Local immune mechanisms in inflammatory bowel disease and colorectal carcinoma. Natural killer cells and their activity.
Gibson PR., Jewell DP.
Mononuclear cell (MNC) populations isolated from intestinal mucosa, mesenteric lymph nodes, and peripheral blood have been assessed for their natural killer (NK) (Leu-7+) cell proportions and NK cell activity against K-562 erythroleukemic target cells. In peripheral blood, normal proportions of Leu-7+ cells were found in patients with Crohn's disease or ulcerative colitis, whereas increased proportions in colorectal carcinoma may have been related to the higher mean age of these patients. Low proportions of Leu-7+ cells (less than 3%) were present in intestinal MNCs in Crohn's disease, ulcerative colitis, colon cancer, and miscellaneous intestinal diseases. All groups of patients had diminished NK activity of peripheral blood MNCs compared with a group of healthy controls. Intestinal NK cell activity from histologically normal mucosa correlated with autologous peripheral blood NK cell activity (p less than 0.001) but no such correlation was seen for patients with inflammatory bowel disease.

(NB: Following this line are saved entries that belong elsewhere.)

PR #468, opened 2026-06-13
Fix Sony developerworld links

nephros:
The website has moved.

I have not verified each new link, but the paths seem to have stayed roughly the same.


nephros:
Note that the links (esp. to the binaries) in the official install docs are also broken:

https://jolla.com/sailfishxinstall/)

pvuorela (approved):
Yea, seems to be redirecting there these days.

PR #458, opened 2022-06-30
Expand manual section on Dirichlet constraints.

fredrikekre:


docs/src/manual/boundary_conditions.md
```diff
@@ -10,20 +10,85 @@ the most common ones, Dirichlet and Neumann boundary conditions, and how to do i
...
+Adding the constraints to the constraint handler is done with [`add!`](@ref):
+
+```julia
+add!(ch, dbc1)
+add!(ch, dbc2)
+```
+
+Finally, just like for the dof handler, we need to use [`close!`](@ref) to finalize the
+constraint handler. Internally this will then compute the degrees-of-freedom that match the
+constraint we added.
```
koehlerson, line 74:
```suggestion
constraints we added.
```

docs/src/manual/boundary_conditions.md
```diff
@@ -10,20 +10,85 @@ the most common ones, Dirichlet and Neumann boundary conditions, and how to do i
...
+
+Since the constraints can in general depend on time we also need to need to call
+[`update!`](@ref) with the current time in order to compute the prescribed values. Note that
+this has to be done even if the constraints does *not* depend on time (as `dbc2` above). The
```
koehlerson, line 78: what do you think about putting this in a warning box? When I started using JuAFEM I didn't notice that this is required

docs/src/manual/boundary_conditions.md
```diff
@@ -10,20 +10,85 @@ the most common ones, Dirichlet and Neumann boundary conditions, and how to do i
...
+```julia
+dbc1 = Dirichlet(
+    :u,                       # Name of the field
+    getfaceset(grid, "left"), # Part of the boundary
+    (x, t) -> 1.0 * t,        # Function mapping coordinate and time to a prescribed value
+)
+```
+
+The field name is given as a symbol, just like when the field was added to the dof handler,
+the part of the boundary where this constraint is active is given as a face set, and the
```
koehlerson, line 35:
```suggestion
the part of the boundary where this constraint is active is given as a `<:BoundaryIndex` set, and the
```
I think we can also do node and edge sets, can't we?

docs/src/manual/boundary_conditions.md
fredrikekre: I was just going to submit a patch that calls `update` implicitly in `close!`, it should be very cheap.

koehlerson: nice

docs/src/manual/boundary_conditions.md
fredrikekre: Yea I suppose, but feels slightly more advanced/unusual. Perhaps it could be a subsection about it or something.

PR #459, opened 2022-06-30
Implicitly call update!(ch) in close!(ch).

### LINKED ISSUE #207: Having to send a time into the function for constraints is a design failure.

fredrikekre:
Fixes #207, closes #213, closes #435.


fredrikekre:
I updated this PR a bit and intend to merge it. It now adds the call to `update!(ch)` in `close!(ch)`, but also allows specifying function of the form `f(x)` for the common case where they don't depend on time.

fredrikekre:
Regarding #435, if one needs something like that it can be managed by using a closure over a mutable state.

Mucosal or nodal NK cell activity showed a wide range of activity but did not relate to the underlying disease, mucosal histopathology, drug therapy, or, in patients with cancer, Dukes' grading. Intestinal MNCs from all patient groups responded to stimulation with lymphoblastoid interferon, except in a small number of patients whose unstimulated activity was not detectable. In conclusion, the NK cell on intestinal mucosa behaves similarly in various intestinal diseases. However, the disparity between NK activity of autologous peripheral blood and intestinal MNCs in inflammatory bowel disease highlights the difficulty in extrapolating peripheral blood findings to mucosal immune events.